Work instructions - Read through the data, and wherever a line holds the word "postinstall", write that line out.

Stored data entries
* * * * * * *
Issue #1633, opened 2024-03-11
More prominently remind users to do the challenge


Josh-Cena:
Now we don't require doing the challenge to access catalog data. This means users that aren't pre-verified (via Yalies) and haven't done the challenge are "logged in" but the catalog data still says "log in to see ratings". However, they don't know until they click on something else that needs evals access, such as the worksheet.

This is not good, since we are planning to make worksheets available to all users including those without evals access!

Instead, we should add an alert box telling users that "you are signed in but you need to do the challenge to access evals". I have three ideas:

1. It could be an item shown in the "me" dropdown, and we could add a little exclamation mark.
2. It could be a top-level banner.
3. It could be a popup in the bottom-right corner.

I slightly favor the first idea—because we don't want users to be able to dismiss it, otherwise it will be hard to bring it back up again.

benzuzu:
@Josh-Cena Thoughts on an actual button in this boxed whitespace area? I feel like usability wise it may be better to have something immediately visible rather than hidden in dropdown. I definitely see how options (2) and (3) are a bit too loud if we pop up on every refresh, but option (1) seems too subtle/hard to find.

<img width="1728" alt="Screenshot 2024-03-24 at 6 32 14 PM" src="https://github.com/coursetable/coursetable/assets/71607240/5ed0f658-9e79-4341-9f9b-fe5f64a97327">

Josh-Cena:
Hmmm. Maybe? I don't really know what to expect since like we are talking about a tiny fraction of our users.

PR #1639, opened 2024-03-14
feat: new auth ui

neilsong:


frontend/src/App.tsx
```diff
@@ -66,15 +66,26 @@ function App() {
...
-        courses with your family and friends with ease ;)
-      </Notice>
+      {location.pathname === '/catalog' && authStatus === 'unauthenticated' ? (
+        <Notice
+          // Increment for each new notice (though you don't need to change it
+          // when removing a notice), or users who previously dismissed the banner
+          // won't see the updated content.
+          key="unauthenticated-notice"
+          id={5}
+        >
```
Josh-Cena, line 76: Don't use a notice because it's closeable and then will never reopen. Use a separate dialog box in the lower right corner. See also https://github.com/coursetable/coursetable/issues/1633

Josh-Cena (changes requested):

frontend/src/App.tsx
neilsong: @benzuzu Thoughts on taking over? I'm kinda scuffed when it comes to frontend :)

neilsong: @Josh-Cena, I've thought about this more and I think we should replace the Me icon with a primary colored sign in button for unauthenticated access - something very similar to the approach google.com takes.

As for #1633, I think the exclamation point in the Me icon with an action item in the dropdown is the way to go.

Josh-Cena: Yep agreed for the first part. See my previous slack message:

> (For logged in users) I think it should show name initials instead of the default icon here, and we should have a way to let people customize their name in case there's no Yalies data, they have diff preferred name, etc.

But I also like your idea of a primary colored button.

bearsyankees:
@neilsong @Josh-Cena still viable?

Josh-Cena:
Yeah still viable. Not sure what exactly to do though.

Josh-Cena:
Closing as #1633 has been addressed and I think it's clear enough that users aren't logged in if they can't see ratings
* * * * * * *
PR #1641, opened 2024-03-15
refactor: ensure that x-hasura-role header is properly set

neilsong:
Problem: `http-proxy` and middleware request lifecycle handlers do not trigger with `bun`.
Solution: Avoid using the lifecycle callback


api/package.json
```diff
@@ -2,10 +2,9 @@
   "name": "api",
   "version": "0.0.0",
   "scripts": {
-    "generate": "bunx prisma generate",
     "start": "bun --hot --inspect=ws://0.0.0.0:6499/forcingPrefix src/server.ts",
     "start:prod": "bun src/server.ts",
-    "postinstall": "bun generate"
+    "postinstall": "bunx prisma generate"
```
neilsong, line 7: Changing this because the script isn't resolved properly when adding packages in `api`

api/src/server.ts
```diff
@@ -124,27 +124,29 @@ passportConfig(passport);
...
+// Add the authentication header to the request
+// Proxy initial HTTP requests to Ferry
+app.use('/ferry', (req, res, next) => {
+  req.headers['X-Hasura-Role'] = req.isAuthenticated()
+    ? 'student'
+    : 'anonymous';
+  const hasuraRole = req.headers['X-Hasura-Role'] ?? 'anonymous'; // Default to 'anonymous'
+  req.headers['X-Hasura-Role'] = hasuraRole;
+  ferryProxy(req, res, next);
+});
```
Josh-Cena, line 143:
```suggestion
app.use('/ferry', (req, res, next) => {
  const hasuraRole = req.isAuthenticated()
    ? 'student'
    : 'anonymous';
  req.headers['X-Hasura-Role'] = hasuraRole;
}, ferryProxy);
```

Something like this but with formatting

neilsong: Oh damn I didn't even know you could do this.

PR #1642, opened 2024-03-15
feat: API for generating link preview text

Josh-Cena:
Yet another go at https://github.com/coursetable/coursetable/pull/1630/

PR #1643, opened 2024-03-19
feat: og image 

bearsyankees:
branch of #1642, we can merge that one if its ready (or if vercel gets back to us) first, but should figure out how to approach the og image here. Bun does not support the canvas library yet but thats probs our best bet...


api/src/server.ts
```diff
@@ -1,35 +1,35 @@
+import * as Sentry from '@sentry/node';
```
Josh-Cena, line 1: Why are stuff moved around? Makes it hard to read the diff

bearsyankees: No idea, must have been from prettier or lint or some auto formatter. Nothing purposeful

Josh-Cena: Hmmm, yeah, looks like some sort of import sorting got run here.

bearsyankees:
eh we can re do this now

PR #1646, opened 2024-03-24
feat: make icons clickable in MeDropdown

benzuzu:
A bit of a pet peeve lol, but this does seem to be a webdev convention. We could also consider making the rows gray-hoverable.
* * * * * * *
Task answer -
-    "postinstall": "bun generate"
+    "postinstall": "bunx prisma generate"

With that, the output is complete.